Records for processing:
______________________________

Issue #601, opened 2024-03-02
Syntax highlighting colors for Wikipedia.


aspizu:
### Is there an existing issue outlining your problem?

- [X] I have searched the existing issues and they do not solve my problem.

### What userstyles are you seeing the problem on?

lbl:wikipedia

### Describe your problem.

Syntax highlighting colors for Wikipedia.

### Attach screenshots.

Need to add css something like:

```css
.mw-highlight .nf {
    color: #89b4fa;
}

.mw-highlight .kt {
    color: #f38ba8;
}

.mw-highlight .c1, .mw-highlight .cm {
    color: #6c7086;
}

.mw-highlight .mi {
    color: #74c7ec;
}

.mw-highlight .k {
    color: #a6e3a1;
}

.mw-highlight .nb {
    color: #94e2d5;
}

.mw-highlight .mf, .mw-highlight .mh, .mw-highlight .mb {
    color: #9399b2;
}

.mw-highlight .cp {
    color: #fab387;
}

.mw-highlight .cpf {
    color: #eba0ac;
}

.mw-highlight .s {
    color: #f9e2af;
}

.mw-highlight .se {
    color: #fab387;
}
```

### What browser(s) are you seeing the problem on?

Firefox v112.0.2

uncenter:
Can you provide a link to a page with syntax highlighting? Makes it easier to fix if I don't have to go out and think of a page that has that lol.

aspizu:
It uses pygments, we should create a pygments style and use that.

aspizu:
<https://github.com/wikimedia/mediawiki-extensions-SyntaxHighlight_GeSHi/blob/master/modules/pygments.generated.css>

uncenter:
That seems to use `pygments` - I wonder if we can generate it with https://github.com/catppuccin/python/blob/465e3269e943d2ae492069f7ecedb6ce9799e0fa/catppuccin/extras/pygments.py#L2?

aspizu:
```py
from catppuccin.extras.pygments import MochaStyle
from pygments.formatters.html import HtmlFormatter
css = HtmlFormatter(style=MochaStyle).get_style_defs()
open("mocha_pygments.css", "w").write(css)
```

uncenter:
[...]

PR #605, opened 2024-03-03
feat(wikipedia): Theme syntax highlighting, Fix line numbers in code-blocks, and stylistic changes. (#601)

aspizu:
I removed the border from code-blocks as I believe it looks better without it.

### DIFF
--- a/styles/wikipedia/catppuccin.user.css
+++ b/styles/wikipedia/catppuccin.user.css
@@ -2,7 +2,7 @@
 @name Wikipedia Catppuccin
 @namespace github.com/catppuccin/userstyles/styles/wikipedia
 @homepageURL https://github.com/catppuccin/userstyles/tree/main/styles/wikipedia
-@version 0.0.2
+@version 0.0.3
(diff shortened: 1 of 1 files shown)


isabelroses (approved):
LGTM

styles/wikipedia/catppuccin.user.css
```diff
@@ -256,10 +256,266 @@
 
     .mw-highlight pre {
       background: @surface0 !important;
-      border-color: @surface2 !important;
+      border-width: 0;
```
isabelroses, line 259: Oh wait sorry, just saw this. Is this avoidable?

aspizu: Sure, can be undone if you wish.

aspizu:
```css
border-color: @surface0 !important;
```

aspizu: But, it makes the border look like this:

isabelroses: Alright, that makes sense.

______________________________

What you should do: Copy each line of the listing that carries the word "blocks".

Response box:
feat(wikipedia): Theme syntax highlighting, Fix line numbers in code-blocks, and stylistic changes. (#601)
I removed the border from code-blocks as I believe it looks better without it.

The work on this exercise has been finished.